Segment Start: Source material
PR #1623, opened 2025-12-10
.github: use our own mirrors instead of freedesktop.org

metux:
Since gitlab.freedesktop.org isn't very reliable, better use our
own mirrors instead.

### DIFF
--- a/.github/scripts/mingw32/cross-prereqs-build.sh
+++ b/.github/scripts/mingw32/cross-prereqs-build.sh
@@ -75,34 +75,34 @@ build() {
     rm -rf ${OLDPWD}
 }
 
-build 'https://gitlab.freedesktop.org/pixman/pixman.git' 'pixman-0.38.4'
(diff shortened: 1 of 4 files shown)


stefan11111:
@metux Do our mirrrors get synced automatically?

metux:
> @metux Do our mirrrors get synced automatically?

not yet ... still working on that.

metux:
> @metux Do our mirrrors get synced automatically?

Now we have an automatic mirror setup: 
https://github.com/X11Libre/misc/pull/436

But those new mirrors intentionally have different naming scheme, so we'll have to update the pipelines once more.

fredvs:
Hum, in case of...

What do you think about defining "**https://github.com/X11Libre**" as a constant, so that you don't have to replace all the code if, who knows, the site name were to change?

metux:
> Hum, in case of...
> 
> What do you think about defining "**https://github.com/X11Libre**" as a constant, so that you don't have to replace all the code if, who knows, the site name were to change?

already done by https://github.com/X11Libre/xserver/pull/1631

PR #212, opened 2026-05-07
feat(GAME-062, GAME-067): character reaction system + asset URL versioning

cgruber:
## Summary

**GAME-062 — Governor sprite on result screen**
- `narrative.instigator` field added to scenario format (`InstigatorType` union, validated in loader); scenario-002 declares `"type": "governor"`
- Governor PNG sprite sheet wired to result screen; pose (neutral/approve/disapprove) chosen from star count; element width set per-pose to eliminate cross-column bleed
- Flood-fill background removal with white-matte de-matting: BFS from edges protects interior whites (teeth, highlights); contour edges get correct alpha + de-matted RGB, eliminating halo on dark backgrounds
- `tools/flood-transparent.main.kts`: new reusable BFS-from-edges transparency tool
- `web/asset-preview.html`: local dev-only crop preview (not deployed, not in BUILD)
- DESIGN-010 and GAME-066 filed for the next result screen phase

**GAME-067 — Asset URL versioning + dev/staging version badge**
- `release.main.kts` now patches `app-version` / `app-environment` `<meta>` tags in `index.html` at deploy time (alongside the existing `bundle.js` cache-bust); no network fetch needed in JS, no 404 console errors
- `src/assets.ts`: `initAssets()` reads meta tags synchronously; `assetUrl()` appends `?v=<version>` to all static asset paths; version badge rendered in bottom-left on non-production hostnames
- Eliminates stale-cache hits for PNGs and audio after deploys

N/A — static browser game; no server-side changes

## Validation performed

- [x] TypeScript type check passes (`bazel test //web:app_typecheck_test`)
- [x] 126/126 e2e tests pass (`bazel test //web:e2e_test`)
- [x] e2e: governor sprite visible with `.character-governor` class on result screen after submit
- [x] Verified on dev.pastthepost.gg: all three demographic variants render with transparent backgrounds, correct pose crops, and `?v=` versioned URLs
- [x] Version badge visible bottom-left on dev with correct env + version string
- [x] Teeth and eye highlights remain opaque (BFS flood-fill protects interior whites)
- [x] Sprite bob animation plays; `prefers-reduced-motion: reduce` suppresses it
- [x] No badge rendered on production hostname (by hostname check)
- [x] Non-instigator scenarios: emoji fallback still works
- [x] No console errors when `deployment-metadata.json` absent (e2e test env)

## Deployment steps

POST-MERGE — cut a versioned release and deploy to staging per the normal release workflow

## Tickets addressed

- see GAME-062
- see GAME-067

## Rollback

Revert the PR; the previous commit had no character reaction system (emoji fallback) and no asset versioning


game/release.main.kts
```diff
@@ -364,22 +364,36 @@ class Deploy : CliktCommand(
...
+                html = bundlePatched
+
+                html = html.replace(
+                    """<meta name="app-version" content="">""",
+                    """<meta name="app-version" content="$version">"""
+                )
+                html = html.replace(
+                    """<meta name="app-environment" content="">""",
+                    """<meta name="app-environment" content="$env">"""
+                )
```
cgruber, line 401: The two new meta-tag patches have no effect-check, unlike the bundle.js patch directly above them which warns when its replacement string isn't found. If `index.html` is ever modified so the `content=""` attribute form changes (e.g. single quotes, or the tag is removed), deploys will silently succeed with empty metadata: `assetUrl()` will never append `?v=`, the version badge will show "no metadata" on dev/staging, and there's no operator signal that anything went wrong.

Suggest adding parallel guards, mirroring the bundle.js warning pattern:

```kotlin
val versionPatched = html.replace(
    """<meta name="app-version" content="">""",
    """<meta name="app-version" content="$version">"""
)
if (versionPatched == html) {
    System.err.println("⚠ WARNING: app-version meta tag patch had no effect — tag not found in index.html")
    System.err.println("  Asset cache-busting (?v=) will not work. Check index.html and update release.main.kts.")
}
html = versionPatched

val envPatched = html.replace(
    """<meta name="app-environment" content="">""",
    """<meta name="app-environment" content="$env">"""
)
if (envPatched == html) {
    System.err.println("⚠ WARNING: app-environment meta tag patch had no effect — tag not found in index.html")
}
html = envPatched
```

game/web/src/assets.ts
```diff
@@ -0,0 +1,65 @@
...
+ * On non-production hostnames (dev / staging / localhost) a small version badge
+ * is painted on screen so it is always obvious which build is being tested.
+ */
+
+let _version: string | null = null;
+let _environment: string | null = null;
+
+/**
+ * Read deployment metadata from <meta> tags and show the version badge on
+ * non-production hosts. Synchronous and infallible — safe to await at startup.
```
cgruber: The doc comment says "Synchronous and infallible — safe to await at startup." but `initAssets()` returns `void`, not `Promise<void>`. `await`-ing a void is harmless, but the wording reads like a leftover from an earlier async design (the GAME-067 ticket still describes fetching `deployment-metadata.json` via network). Since the implementation is now sync and reads from `<meta>` tags, the comment should say "Synchronous — safe to call at the top of the async IIFE" (or simply drop the "safe to await" phrasing).

game/web/src/assets.ts
```diff
@@ -0,0 +1,65 @@
...
+ * fresh content after a deploy.
+ */
+export function assetUrl(path: string): string {
+  return _version !== null ? `${path}?v=${_version}` : path;
+}
+
+// ─── Internal helpers ─────────────────────────────────────────────────────────
+
+function isProduction(): boolean {
+  return window.location.hostname === "pastthepost.gg";
```
cgruber: nit: `isProduction()` matches only `pastthepost.gg` exactly. If `www.pastthepost.gg` is ever a live hostname (common for apex-vs-www setups), the version badge will show on production. Not a bug today given the current DNS setup, but worth a comment acknowledging this, or broadening the check:

```typescript
function isProduction(): boolean {
  const h = window.location.hostname;
  return h === "pastthepost.gg" || h === "www.pastthepost.gg";
}
```

game/release.main.kts
cgruber: Fixed. Added no-effect warnings for both meta-tag patches, matching the style of the bundle.js warning:

```kotlin
val versionMetaOriginal = html
html = html.replace(...)
if (html == versionMetaOriginal) {
    System.err.println("⚠ WARNING: app-version meta patch had no effect — ...")
    System.err.println("  The JS version badge and asset URLs may show stale or missing data. ...")
}

val envMetaOriginal = html
html = html.replace(...)
if (html == envMetaOriginal) {
    System.err.println("⚠ WARNING: app-environment meta patch had no effect — ...")
    System.err.println("  The JS version badge may show the wrong environment. ...")
}
```

Each patch snapshots `html` before the replace and compares after, so a no-op is caught regardless of what earlier patches did.

game/web/src/assets.ts
cgruber: Fixed. Changed "safe to await at startup" → "call once at startup". The function returns `void` so "await" was misleading — callers don't await it. The rest of the description (synchronous, infallible) still holds.

game/web/src/assets.ts
cgruber: Fixed. Updated `isProduction()` to match both bare and `www.` hostname:

```ts
function isProduction(): boolean {
  const h = window.location.hostname;
  return h === "pastthepost.gg" || h === "www.pastthepost.gg";
}
```

This ensures the version badge is suppressed on the www subdomain the same as the apex domain, so it won't appear in production if traffic is ever routed through `www.`.

PR #214, opened 2026-05-07
fix(GAME-068): true sequential criterion reveal + dedicated Skip button

cgruber:
## Prerequisites
- [x] N/A — no parent PR

## Summary

Fixes the reveal pacing from GAME-066: the 400ms stagger caused rows to pile up in
CHECKING state simultaneously (wave of criteria → wave of results). This changes to
a true chain where each row's full cycle completes before the next starts.

- **Chain delay**: 300ms fade + 1200ms CHECKING hold + 150ms flip = 1650ms per row;
  next row starts only after current row has fully resolved — no simultaneous CHECKING
- **Skip button**: dedicated `#btn-reveal-skip` button replaces click-anywhere-to-skip;
  visible only during animated reveal, hidden in reduced-motion path and after completion
- Sprint4 GAME-052 test updated to reflect that skip is now via button, not screen click

## Validation performed

- [x] `bazel build //web:app_typecheck_lib` passes
- [x] `bazel test //web:e2e_test` — 129/129 pass
- [x] GAME-068 skip button test: visible during animated reveal, hides after skip
- [x] GAME-052 test updated: reduced-motion instant-reveal + no skip button shown

- Browser game only (`game/web/`) — client-side JS/CSS, no server-side changes

- Deploy to dev: `./release.main.kts -- deploy --env dev --version <version>` from `game/`

## Tickets addressed

- see GAME-068

## Rollback

- Revert commit on main; redeploy — no data migrations, fully reversible

### DIFF
--- a/game/web/src/main.ts
+++ b/game/web/src/main.ts
@@ -95,6 +95,8 @@ const resultReaction = document.getElementById("result-reaction") as HTMLElement
 const resultCriteriaList = document.getElementById("result-criteria-list") as HTMLElement | null;
 const btnKeepDrawing = document.getElementById("btn-keep-drawing") as HTMLButtonElement | null;
 const btnNextScenario = document.getElementById("btn-next-scenario") as HTMLButtonElement | null;
+const resultRevealControls = document.getElementById("result-reveal-controls") as HTMLElement | null;
+const btnRevealSkip = document.getElementById("btn-reveal-skip") as HTMLButtonElement | null;
 
 // Intro screen refs (GAME-016)
 const introScreen = document.getElementById("intro-screen") as HTMLElement | null;
@@ -806,7 +808,7 @@ const IS_DEBUG = (debugParam !== null && debugParam !== "off") ||
 
 	function showResultScreen() {
 		if (!resultScreen || !resultVerdict || !resultSubtitle || !resultCriteriaList || !resultReaction) return;
-		if (skipClickHandler) { resultScreen.removeEventListener("click", skipClickHandler); skipClickHandler = null; }
+		if (skipClickHandler) { btnRevealSkip?.removeEventListener("click", skipClickHandler); skipClickHandler = null; }
 
 		const state = store.getState();
 		if (state.simulationResult === null) return;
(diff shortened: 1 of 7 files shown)


game/web/src/main.ts
```diff
@@ -976,8 +990,8 @@ const IS_DEBUG = (debugParam !== null && debugParam !== "off") ||
 						// After last row resolves, pause then show instigator verdict.
 						if (i === rowElements.length - 1) {
 							const tVerdict = setTimeout(() => {
-								// Natural reveal complete — deactivate skip handler.
-								resultScreen.removeEventListener("click", skipHandler);
+								// Natural reveal complete — deactivate skip.
+								if (resultRevealControls) resultRevealControls.style.display = "none";
 								skipClickHandler = null;
```
cgruber, line 996: **Bug: stale `btnRevealSkip` listener accumulates across result-screen re-opens**

Two gaps together cause a double-fire on the second Skip click:

**Gap 1 — natural completion doesn't remove the listener (line ~994-995).**

When the reveal finishes naturally, the code hides the controls and sets `skipClickHandler = null`:

```ts
if (resultRevealControls) resultRevealControls.style.display = "none";
skipClickHandler = null;
```

But the `{once:true}` listener on `btnRevealSkip` was never fired — it is still attached. `{once:true}` only self-removes on the first invocation; no-click = still live.

**Gap 2 — the cleanup guard on re-open (line 811) targets the wrong element.**

```ts
if (skipClickHandler) { resultScreen.removeEventListener("click", skipClickHandler); skipClickHandler = null; }
```

The listener now lives on `btnRevealSkip`, not `resultScreen`. This `removeEventListener` call is a no-op. Additionally, if natural completion ran first, `skipClickHandler` is already null, so the guard doesn't fire at all.

**Failure path:**

1. Submit → animated reveal plays to completion naturally (no Skip click).
2. User clicks Keep Drawing → result screen hidden.
3. User resubmits → `showResultScreen()` called again.
4. Line 811 guard: `skipClickHandler` is null → skips cleanup (and would target wrong element anyway).
5. Line 1026: new listener added. `btnRevealSkip` now has two `{once:true}` listeners.
6. User clicks Skip → both fire: old closure calls `transitionInstigatorToVerdict` with stale `waitingSprite`/`rowElements`; new closure does it correctly. Double verdict transition.

**Fix — two changes needed:**

At natural completion, remove the listener explicitly:

```ts
// Natural reveal complete — deactivate skip.
if (resultRevealControls) resultRevealControls.style.display = "none";
btnRevealSkip?.removeEventListener("click", skipHandler);  // ← add this
skipClickHandler = null;
```

And update the re-open cleanup at line 811 to target the right element:

```ts
if (skipClickHandler) {
  btnRevealSkip?.removeEventListener("click", skipClickHandler);  // ← was resultScreen
  skipClickHandler = null;
}
```

cgruber: Fixed both gaps:
1. `tVerdict` now calls `btnRevealSkip?.removeEventListener("click", skipHandler)` before hiding controls — stale listener cleared on natural completion.
2. Re-open guard (line ~811) changed from `resultScreen.removeEventListener(...)` to `btnRevealSkip?.removeEventListener(...)` — targets the correct element.

PR #218, opened 2026-05-13
feat: add image-tools scripts, merge flood-fill modes, wire CI test step

cgruber:
## Prerequisites
- [x] N/A — no parent PR

## Summary
- Merges `flood-fill-alpha.main.kts` (seed-point mode) and `flood-transparent.main.kts` (edge mode) into a single `flood-fill.main.kts` with `--seed x,y` (repeatable) and `--edge` flags; flags are combinable; default is edge mode (preserving prior behavior with default tolerance 75)
- Adds `find-white.main.kts` (merged from two `/tmp` analysis scripts): count + sample coords by default, `--spatial` flag for 50px grid bucketing
- Adds `check-pixels.main.kts`: inspect ARGB values at specific x,y coordinates
- Adds `sample-colors.main.kts`: find pixels matching a configurable color filter (default: pinkish/magenta), parameterized via `--min-r`/`--max-g`/`--min-b`
- Adds `show-seed-points.main.kts`: overlay annotated crosshair markers on a PNG for visual debugging of seed coordinates
- Adds `normalize-magenta.main.kts`: normalize magenta/pink color values in sprites
- Adds `tools/image-tools.test.main.kts`: JUnit Jupiter unit tests covering pure logic from all new scripts (`FloodLogic`, `FindWhiteLogic`, `SampleColorsLogic`)
- Adds `:kotlin: Tools Tests` CI step to `.buildkite/pipeline.yml` — globs `tools/*.test.main.kts` (picks up existing `gen-assets.test.main.kts` too), runs independently of the Bazel build

## Validation performed
- [ ] N/A — no kubectl/ansible changes
- [ ] N/A — no SOPS secrets
- Logic extracted into `object` blocks in each script so `image-tools.test.main.kts` can test it without a build system
- Test file mirrors the pattern established by `gen-assets.test.main.kts`

- Buildkite CI (macOS agent): new Tools Tests step runs `kotlin` on `tools/*.test.main.kts`; `kotlin` confirmed available at `/opt/homebrew/bin/kotlin` on the agent

- Automatic — scripts are standalone `.main.kts` files on PATH; CI step activates on next build

## Tickets addressed
- N/A

## Rollback
- Revert this PR; the deleted `flood-fill-alpha.main.kts` and `flood-transparent.main.kts` are recoverable from git history


.buildkite/pipeline.yml
```diff
@@ -51,3 +51,18 @@ steps:
...
+  - label: ":kotlin: Tools Tests"
+    key: tools-test
+    agents:
+      os: macos
+    command: |
+      set -euo pipefail
+      for f in tools/*.test.main.kts; do
+        echo "--- $f"
+        kotlin "$f"
+      done
```
cgruber, line 70: The new `tools-test` step calls `kotlin "$f"` directly, but `kotlin` (the Kotlin script runner / `kotlinc`) is not installed by the existing pipeline steps and doesn't appear in any agent setup block. The existing `build` and `test` steps only invoke `bazel`, which manages its own JDK toolchain internally.

If the macOS agent doesn't have `kotlin` on `PATH` this step will fail with `command not found` on first run. Please either:
- Document the agent precondition (e.g. `sdk install kotlin` / `brew install kotlin` in agent bootstrap), or
- Add an install step, or
- Confirm in a comment that `kotlin` is already present on the agent image.

tools/normalize-magenta.main.kts
```diff
@@ -0,0 +1,50 @@
...
+            out.setRGB(x, y, (0xFF shl 24) or 0xFF00FF)
+            count++
+        } else {
+            out.setRGB(x, y, (0xFF shl 24) or (px and 0xFFFFFF))
+        }
+    }
+}
+
+ImageIO.write(out, "PNG", File(output))
+println("Normalized $count pixels → $output")
```
cgruber, line 57: Both branches of the pixel loop force `alpha = 0xFF`, which silently destroys any existing transparency in the source image:

```kotlin
out.setRGB(x, y, (0xFF shl 24) or 0xFF00FF)  // hot-pink → pure magenta, alpha forced opaque
out.setRGB(x, y, (0xFF shl 24) or (px and 0xFFFFFF))  // all other pixels, alpha also forced opaque
```

The file header says "Run this before transparency fill", but that precondition isn't enforced or mentioned here at the code site. If a caller runs this on an already-processed (partially transparent) PNG — e.g. after a first pass of `flood-fill.main.kts` — all transparency will be silently wiped.

Suggest either:
1. Add an `require` or warning if the source image has any transparent pixels (alpha < 255), or
2. Preserve source alpha in the non-matched branch: `(px and 0xFF000000.toInt()) or (px and 0xFFFFFF)`, or
3. Add a comment directly above the `setRGB` calls documenting the "opaque-only input" precondition explicitly.

tools/show-cutlines.main.kts
```diff
@@ -0,0 +1,41 @@
...
+val outDir = File(args.getOrElse(1) { "/tmp/cutline-guides" })
+outDir.mkdirs()
+
+val sheets = assetsDir.listFiles()!!
+    .filter { it.isDirectory }
+    .mapNotNull { dir -> File(dir, "sheet.png").takeIf { it.exists() }?.let { dir.name to it } }
+    .sortedBy { it.first }
+
+for ((name, file) in sheets) {
+    val img = ImageIO.read(file)
```
cgruber, line 18: `listFiles()` returns `null` (not an empty list) when `assetsDir` either doesn't exist or isn't a directory. The `!!` here gives a `NullPointerException` with no context about which path caused the problem.

Suggest replacing with a `requireNotNull` or an explicit check:

```kotlin
val files = assetsDir.listFiles()
    ?: error("Cannot list files in: ${assetsDir.absolutePath} (does not exist or is not a directory)")
```

This makes the failure message actionable instead of just a stack trace.

tools/normalize-magenta.main.kts
```diff
@@ -0,0 +1,50 @@
...
+
+val input  = args.getOrNull(0) ?: error("Usage: normalize-magenta.main.kts <input.png> <output.png> [tolerance]")
+val output = args.getOrNull(1) ?: error("Usage: normalize-magenta.main.kts <input.png> <output.png> [tolerance]")
+val tol    = args.getOrNull(2)?.toInt() ?: 80
+
+val src = ImageIO.read(File(input))
+val out = BufferedImage(src.width, src.height, BufferedImage.TYPE_INT_ARGB)
+
+// Detected hot-pink center from sampling: R≈250, G≈0, B≈130
+// Criteria: high R, low G, mid-range B (distinguishes from true blue or true magenta)
```
cgruber, line 27: `args.getOrNull(2)?.toInt()` will throw an unguarded `NumberFormatException` if the caller passes a non-integer tolerance (e.g. `./normalize-magenta.main.kts in.png out.png abc`). The error message will be something like `For input string: "abc"` with no reference to the argument name.

Suggest:
```kotlin
val tol = args.getOrNull(2)?.toIntOrNull()
    ?: args.getOrNull(2)?.let { error("Tolerance must be an integer, got: $it") }
    ?: 80
```

Or more concisely:
```kotlin
val tol = args.getOrNull(2)?.let {
    it.toIntOrNull() ?: error("Tolerance must be an integer, got: $it")
} ?: 80
```

.buildkite/pipeline.yml
cgruber: Fixed. Added a comment block above the `for` loop documenting that `kotlin` is a known agent precondition, confirmed present at `/opt/homebrew/bin/kotlin` on the macOS dev-machine agent, and that no install step is needed since this is a persistent agent rather than ephemeral CI.

tools/normalize-magenta.main.kts
cgruber: Fixed with option (a). The pixel loop now extracts the alpha channel first and skips fully transparent pixels (`a == 0`) by copying them as-is. For opaque/semi-transparent non-hot-pink pixels, the original alpha is now preserved (`(a shl 24) or (px and 0xFFFFFF)`) instead of forcing `0xFF`.

tools/show-cutlines.main.kts
cgruber: Fixed. Replaced `listFiles()!!` with `(assetsDir.listFiles() ?: error("assets directory not found or not a directory: ${assetsDir.absolutePath}"))` so a missing or non-directory path produces a clear error message instead of an NPE.

tools/normalize-magenta.main.kts
cgruber: Fixed. Changed to `args.getOrNull(2)?.let { it.toIntOrNull() ?: error("tolerance must be an integer, got: $it") } ?: 80` so a non-integer argument produces a clear error message instead of an unhandled `NumberFormatException`.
Segment End: Source material
To do: The expected answer is a copy of each line in the records that holds the word "safe".

Completed exercise:
+ * non-production hosts. Synchronous and infallible — safe to await at startup.
cgruber: The doc comment says "Synchronous and infallible — safe to await at startup." but `initAssets()` returns `void`, not `Promise<void>`. `await`-ing a void is harmless, but the wording reads like a leftover from an earlier async design (the GAME-067 ticket still describes fetching `deployment-metadata.json` via network). Since the implementation is now sync and reads from `<meta>` tags, the comment should say "Synchronous — safe to call at the top of the async IIFE" (or simply drop the "safe to await" phrasing).
cgruber: Fixed. Changed "safe to await at startup" → "call once at startup". The function returns `void` so "await" was misleading — callers don't await it. The rest of the description (synchronous, infallible) still holds.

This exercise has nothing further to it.